I was so upset by my failures in this area, that I was constantly feeling driven to try harder, and beg for more that I never stopped to question whether I should. I loved being a mom, don’t get me wrong, but there is so much about being a parent that is beyond my ability or comfort level, that the knowledge my son has grown beyond those years should bring me peace rather than a longing to return.

Being judged by other people, for instance, is a huge struggle for me. Yet parents are being judged constantly, and it seems nothing can be done ‘right.’ The more children a person has, the more room to be judged. On top of that, I am completely awkward around other people. Playdates, schools, teachers, playgrounds, other parents, birthday parties… having children demands interaction, and all of this was way beyond my comfort level.
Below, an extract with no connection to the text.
PR #1588, opened 2026-06-20
Add async rewrite commit metrics

svarlamov:
## Summary
- add a new rewrite_committed metrics event with operation kind and original commit SHAs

Then there is the idea of being responsible for the health, safety, and well-being of another person. The very idea of that level of… power – it terrifies me. And with children, all of my sensory issues are tested to the limits each and every day, and my attention (which automatically turns inward, and is quickly exhausted when pulled out of myself) is demanded at all times.

Above all of this, there is the constant terror of all that could go wrong, and I see it all. Someone said that having children means to forever have your heart go walking around outside of your body – and this is both completely true, and overwhelmingly terrifying for me: anything could happen. Anything.

I like my quiet. I like having a lot of time to sit, and think, and analyze. I like having a lot of alone time, without demands being placed on me to get things done. There is so much involved in both of these areas which I am not good at, that even the desire to live in such ways leaves me feeling like a failure.

So I believe I have been given this time to review and rewrite my idea of what success means, and to understand what drives this discontent in my life, and figure out how to let it go.